## Activity
Set down every record exactly as it appears.

## Recorded data
****
PR #574, opened 2022-07-08
Simplify usage of attributes.

MaximumADHD:
# Summary

This commit deprecates using the `Attributes` property in `$properties`, in favor of a direct `$attributes` field in the JSON instances (or `attributes` in `*.model/meta.json` files). Unambiguous value types like `string`, `boolean`, and `number` can be written as fields of `$attributes` directly.

# The Problem

In trying to clean up the existing structure for writing attributes (i.e. adding unambiguous value types), it became apparent the following case would cause problems with how rojo handles explicit types:

```json
{
  "$properties": {
    "Attributes": {
      "String": "Test"
    }
  }
}
```

Rojo interprets the value of this object's attributes to be an explicit string `"Test"`, rather than a single attribute named `"String"` with `"Test"` as its value. Working around this requires the value of test to be encapsulated as so:

```json
{
  "$properties": {
    "Attributes": {
      "String": {
        "String": "Test"
      }
    }
  }
}
```

The solution is to explicitly make `$attributes` a separate field:

```json
{
  "$attributes": {
    "String": "Test"
  }
}
```

This not only looks cleaner, but it also clears up any ambiguity since `$attributes` is explicitly `HashMap<String, Variant>`.

# Compatibility

This change is forward compatible with the existing use of the `"Attributes"` property.
It just requires noisy explicit typing to work as expected.


LPGhatguy (changes requested):

src/resolution.rs
```diff
@@ -22,10 +23,17 @@ pub enum UnresolvedValue {
 }
 
 impl UnresolvedValue {
-    pub fn resolve(self, class_name: &str, prop_name: &str) -> anyhow::Result<Variant> {
+    pub fn resolve_explicit(self, class_name: &str, prop_name: &str) -> anyhow::Result<Variant> {
```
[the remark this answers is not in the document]
MaximumADHD: Maybe `resolve_unambiguous` or `resolve_primitive`?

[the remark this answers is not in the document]
MaximumADHD: `resolve_unambiguous` it is!

src/resolution.rs
```diff
@@ -130,7 +139,16 @@ impl AmbiguousValue {
                     Ok(CFrame::new(pos, orientation).into())
                 }
 
-                (VariantType::Attributes, AmbiguousValue::Attributes(value)) => Ok(value.into()),
+                (VariantType::Attributes, AmbiguousValue::UnresolvedValueMap(value)) => {
+                    let mut resolved = Attributes::new();
+
+                    for (name, unresolved) in value {
+                        let value = unresolved.resolve_implicit(&name);
+                        resolved.insert(name.into(), value.unwrap());
```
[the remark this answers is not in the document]
MaximumADHD: Seems to have been handled through `with_context` in the newest revision.

src/resolution.rs
```diff
@@ -148,6 +155,16 @@ impl AmbiguousValue {
         }
     }
 
+    pub fn resolve_unambiguous(self) -> anyhow::Result<Variant> {
+        match self {
+            AmbiguousValue::Bool(value) => Ok(value.into()),
+            AmbiguousValue::Number(value) => Ok(value.into()),
+            AmbiguousValue::String(value) => Ok(value.into()),
+
+            _ => bail!("Cannot unambiguously resolve type!"),
```
LPGhatguy, line 164:
```suggestion
            other => bail!("Cannot unambiguously resolve the value {other:?}"),
```

src/resolution.rs
```diff
@@ -218,12 +235,21 @@ mod test {
...
+    }
+
     #[test]
     fn bools() {
         assert_eq!(resolve("BoolValue", "Value", "false"), Variant::Bool(false));
 
         // Script.Disabled is inherited from BaseScript
         assert_eq!(resolve("Script", "Disabled", "true"), Variant::Bool(true));
+
+        // Check unambiguous boolean values
```
LPGhatguy, line 250:
```suggestion
```

This comment doesn't convey any new information, we can axe it.

src/resolution.rs
```diff
@@ -247,6 +273,12 @@ mod test {
         //     resolve("Folder", "Tags", "\"a\\u0000b\\u0000c\""),
         //     Variant::BinaryString(b"a\0b\0c".to_vec().into()),
         // );
+
+        // Check unambiguous string value
```
LPGhatguy, line 277:
```suggestion
```

src/resolution.rs
```diff
@@ -257,12 +289,14 @@ mod test {
...
         assert_eq!(
-            resolve("Folder", "SourceAssetId", "532413"),
+            resolve("IntValue", "Value", "532413"),
             Variant::Int64(532413),
         );
 
         assert_eq!(resolve("Part", "Transparency", "1"), Variant::Float32(1.0));
         assert_eq!(resolve("NumberValue", "Value", "1"), Variant::Float64(1.0));
+
+        assert_eq!(resolve_unambiguous("1.337"), Variant::Float64(1.337));
```
LPGhatguy, line 299:
```suggestion
        assert_eq!(resolve_unambiguous("12.5"), Variant::Float64(12.5));
```

When checking for exact floating point equality, we should use values that can definitely be resolved exactly to prevent futures issues related to rounding.

LPGhatguy (approved):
****
## Reply
PR #574, opened 2022-07-08
Simplify usage of attributes.

MaximumADHD:
# Summary

This commit deprecates using the `Attributes` property in `$properties`, in favor of a direct `$attributes` field in the JSON instances (or `attributes` in `*.model/meta.json` files). Unambiguous value types like `string`, `boolean`, and `number` can be written as fields of `$attributes` directly.

# The Problem

In trying to clean up the existing structure for writing attributes (i.e. adding unambiguous value types), it became apparent the following case would cause problems with how rojo handles explicit types:

```json
{
  "$properties": {
    "Attributes": {
      "String": "Test"
    }
  }
}
```

Rojo interprets the value of this object's attributes to be an explicit string `"Test"`, rather than a single attribute named `"String"` with `"Test"` as its value. Working around this requires the value of test to be encapsulated as so:

```json
{
  "$properties": {
    "Attributes": {
      "String": {
        "String": "Test"
      }
    }
  }
}
```

The solution is to explicitly make `$attributes` a separate field:

```json
{
  "$attributes": {
    "String": "Test"
  }
}
```

This not only looks cleaner, but it also clears up any ambiguity since `$attributes` is explicitly `HashMap<String, Variant>`.

# Compatibility

This change is forward compatible with the existing use of the `"Attributes"` property.
It just requires noisy explicit typing to work as expected.


LPGhatguy (changes requested):

src/resolution.rs
```diff
@@ -22,10 +23,17 @@ pub enum UnresolvedValue {
 }
 
 impl UnresolvedValue {
-    pub fn resolve(self, class_name: &str, prop_name: &str) -> anyhow::Result<Variant> {
+    pub fn resolve_explicit(self, class_name: &str, prop_name: &str) -> anyhow::Result<Variant> {
```
[the remark this answers is not in the document]
MaximumADHD: Maybe `resolve_unambiguous` or `resolve_primitive`?

[the remark this answers is not in the document]
MaximumADHD: `resolve_unambiguous` it is!

src/resolution.rs
```diff
@@ -130,7 +139,16 @@ impl AmbiguousValue {
                     Ok(CFrame::new(pos, orientation).into())
                 }
 
-                (VariantType::Attributes, AmbiguousValue::Attributes(value)) => Ok(value.into()),
+                (VariantType::Attributes, AmbiguousValue::UnresolvedValueMap(value)) => {
+                    let mut resolved = Attributes::new();
+
+                    for (name, unresolved) in value {
+                        let value = unresolved.resolve_implicit(&name);
+                        resolved.insert(name.into(), value.unwrap());
```
[the remark this answers is not in the document]
MaximumADHD: Seems to have been handled through `with_context` in the newest revision.

src/resolution.rs
```diff
@@ -148,6 +155,16 @@ impl AmbiguousValue {
         }
     }
 
+    pub fn resolve_unambiguous(self) -> anyhow::Result<Variant> {
+        match self {
+            AmbiguousValue::Bool(value) => Ok(value.into()),
+            AmbiguousValue::Number(value) => Ok(value.into()),
+            AmbiguousValue::String(value) => Ok(value.into()),
+
+            _ => bail!("Cannot unambiguously resolve type!"),
```
LPGhatguy, line 164:
```suggestion
            other => bail!("Cannot unambiguously resolve the value {other:?}"),
```

src/resolution.rs
```diff
@@ -218,12 +235,21 @@ mod test {
...
+    }
+
     #[test]
     fn bools() {
         assert_eq!(resolve("BoolValue", "Value", "false"), Variant::Bool(false));
 
         // Script.Disabled is inherited from BaseScript
         assert_eq!(resolve("Script", "Disabled", "true"), Variant::Bool(true));
+
+        // Check unambiguous boolean values
```
LPGhatguy, line 250:
```suggestion
```

This comment doesn't convey any new information, we can axe it.

src/resolution.rs
```diff
@@ -247,6 +273,12 @@ mod test {
         //     resolve("Folder", "Tags", "\"a\\u0000b\\u0000c\""),
         //     Variant::BinaryString(b"a\0b\0c".to_vec().into()),
         // );
+
+        // Check unambiguous string value
```
LPGhatguy, line 277:
```suggestion
```

src/resolution.rs
```diff
@@ -257,12 +289,14 @@ mod test {
...
         assert_eq!(
-            resolve("Folder", "SourceAssetId", "532413"),
+            resolve("IntValue", "Value", "532413"),
             Variant::Int64(532413),
         );
 
         assert_eq!(resolve("Part", "Transparency", "1"), Variant::Float32(1.0));
         assert_eq!(resolve("NumberValue", "Value", "1"), Variant::Float64(1.0));
+
+        assert_eq!(resolve_unambiguous("1.337"), Variant::Float64(1.337));
```
LPGhatguy, line 299:
```suggestion
        assert_eq!(resolve_unambiguous("12.5"), Variant::Float64(12.5));
```

When checking for exact floating point equality, we should use values that can definitely be resolved exactly to prevent futures issues related to rounding.

LPGhatguy (approved):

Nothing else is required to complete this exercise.